Task : 预测patient一年之后lung cancer的概率 base on CT lung scan
方案一:(too naive)
1. Binary classification for a given slice of patient, whether it contains a lung nodule or not
2. Regression the bbox of a lung nodule for the slice predicted with lung nodule in 1.
3.1. For each slice with bbox of lung nodule, predict whether its benign or malignant and combine all slice for patient-level prediction
or 3.2 : combine all slices for each patient that has lung nodule into a 3D matrix and run 3D CNN on top of that to predict benign vs malignant (see the second paper below)
Possible way to predict : No cancer if a patient does not have lung nodule or only benign nodule, caner otherwise.
Dataset :
1. http://ptak.felk.cvut.cz/Medical/Motol/LungTIME/ with bbox per slice
paper http://cmp.felk.cvut.cz/ftp/articles/dolejsi/Dolejsi-SPIE2009.pdf
2. dataset https://wiki.cancerimagingarchive.net/display/Public/SPIE-AAPM+Lung+CT+Challenge#00e86e1ad7f340728e6cec3b2b6edfa8
with only point label per patient, thus needs some processing to get the 3D region containing nodules and also sample hard negatives for training
paper https://e-reports-ext.llnl.gov/pdf/806183.pdf
方案二 : (better)
1. Detection of the lung nodules for each slice (hard and need labeled training data)
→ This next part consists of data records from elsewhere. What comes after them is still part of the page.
PR #1478, opened 2016-07-25
Py client breaking changes

zachmullen:


zachmullen:
@girder/developers PTAL

clients/python/girder_client/cli.py
```diff
@@ -29,10 +28,10 @@ class GirderCli(GirderClient):
...
-    def __init__(self, username, password, dryrun, blacklist,
-                 host=None, port=None, apiRoot=None, scheme=None, apiUrl=None,
-                 apiKey=None):
-        """initialization function to create a GirderCli instance, will attempt
+    def __init__(self, username, password, host=None, port=None, apiRoot=None,
+                 scheme=None, apiUrl=None, apiKey=None):
+        """
+        Initialization function to create a GirderCli instance, will attempt
         to authenticate with the designated Girder instance. Aside from username
         and password, all other kwargs are passed directly through to the
```
mgrauer: Aside from username, password and apiKey, all other ...

mgrauer:
Since you changed the constructor of the GirderCli to use `super`, let's change all the rest to be consistent in style.

    super(GirderCli, self).__init__(


    GirderCommandSubtype
    HttpError
    IncorrectUploadLengthError

mgrauer:
I'm dogpiling on some housekeeping.

Can you move `chunk_size=65536` to a class constant, from `downloadFile`? 

:dog:  :pill:

mgrauer:
Please update python-client.rst with the migrated method names.  From what I saw, it was only the block at the very bottom with callback examples.

mgrauer:
The [cli arg parsing](https://github.com/girder/girder/blob/1f40ded69bbe8590eef96c694e503924a5ae52e9/clients/python/girder_client/cli.py#L70-L168) is too clever for me to understand with a quick read through.  I think breaking it out into subparsers was a great change though.

I'm OK with not rewriting this for now, but let's try to add some comments in the future explaining the magic.  The biggest smell for me is that many of those `_COMMON_OPTIONS` apply only to uploading.  A comment near `_COMMON_OPTIONS` to that effect would be useful as a stopgap.

clients/python/girder_client/cli.py
```diff
@@ -64,44 +62,41 @@ def __init__(self, username, password, dryrun, blacklist,
...
     parent_type=dict(
         longname='--parent-type', required=False, default='folder',
-        help='type of Girder parent target, one of '
-             '(collection, folder, user)'),
+        help='type of Girder parent target, one of (collection, folder, user)'),
+    blacklist=dict(
+        longname='--blacklist', required=False, default='',
+        help='comma-separated list of filenames to ignore'),
+    dryrun=dict(
+        longname='--dryrun', required=False, action='store_true',
```
msmolens: Nit: I'd like this to be named `--dry-run` and the associated variables updated appropriately, e.g. `dryRun`. This would make this option consistent with the others that are longer than one word (e.g. `--parent-type`, `--leaf-folders-as-items`). Moreover, it would make this option consistent with that in other tools (e.g. git).

mgrauer:
Thanks for simplifying, LGTM.

PR #1481, opened 2016-07-26
Fix typo in --parent-type option name

zachmullen:
@mgrauer I made a typo during refactoring that was not caught by our tests, PTAL.


mgrauer:
LGTM, thanks for adding the test.

Issue #1479, opened 2016-07-26
Settings collection keys should be unique


manthey:
At least two people have accidentally duplicated settings, so that the mongo setting collection contains multiple entries with the same `key` value.  The `key` index in setting should be specified as `self.ensureIndices([('key', {'unique': True})])`.

This is easy to modify, but, we need to choose how Girder would migrate to this setting (at the least, it will conflict with an extant index autonamed `key_1`.   Do we automatically drop and readd indices that collide with identical auto-generated names, or do we just make up a new name for this index?  If there are non-unique settings, does upgrading girder break until the admin manually cleans up these issues, or should we attempt to fix extant problems?

zachmullen:
What does mongo do if you try to add a unique index to a collection that would violate the unique constraint?

manthey:
It throws a `pymongo.errors.DuplicateKeyError` exception.

manthey:
Just giving the unique index a different name is insufficient.  Mongo objects
```
pymongo.errors.OperationFailure: Index with pattern: { key: 1 } already exists with different options
```

I think this means we would need to drop the extant index.

zachmullen:
But the data itself would still violate the new index by virtue of having two settings with the same key field, so wouldn't adding a new index also be problematic?

manthey:
Yes.  If we had had a unique key requirement all along then we would have prevented such problems.  If we want to switch to having a unique key requirement and there are duplicate keys, then we either have to "fix" the existing data (whatever that means), fail and require an admin to fix it, or display a warning on start and not switch to a unique key constraint.

zachmullen:
How about we try to make the index, and if we catch the DuplicateKeyError, we issue a warning, arbitrarily choose one and remove the rest, and then try again?

manthey:
Fixed in PR #1482.

PR #1482, opened 2016-07-27
Add a unique-key constraint to the setting collection.

manthey:
This addresses issue #1479.

If there are duplicate settings with the same key, the one with the earliest Mongo _id is kept, and later ones discarded.  Generally, this seems to be the value returned by findOne, but it isn't guaranteed.


zachmullen:
I think as an arbitration policy it probably makes more sense to keep the latest value and throw out older ones.

manthey:
I'm torn on this.  When we use a settings end point, we get the result of findOne(), which returns the " first document according to the natural order which reflects the order of documents on the disk", which is more likely to be the earliest value than the latest value.

zachmullen:
Good point, LGTM.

2. training a classifier based on feature of nodules volume and other parameters in dicom file
方案三 :
CNN+RNN + heavy data augmentation + end2end
for every patient, select N slices, for example N = 200, if n< N , then pad cyclically. if n > 200, then select 200 consecutive slices
so each slice out of 200, will be passed through a cnn, at the final fc layer, we have a fc_size = 100 vector and we passed each of these 200 vectors sequentially into a rnn, with 200 layers. Then the output of rnn will be a fc layer with 1 neuron, probability is whether the patient will get an cancer or not a year later.
Due to the limited training data size, in this case is #of patient, heavy data augmentation is needed at several levels:
1) generate the sequence of 200 slices
2) for slices in 1), do rotation, translation, flip, scaling and so on.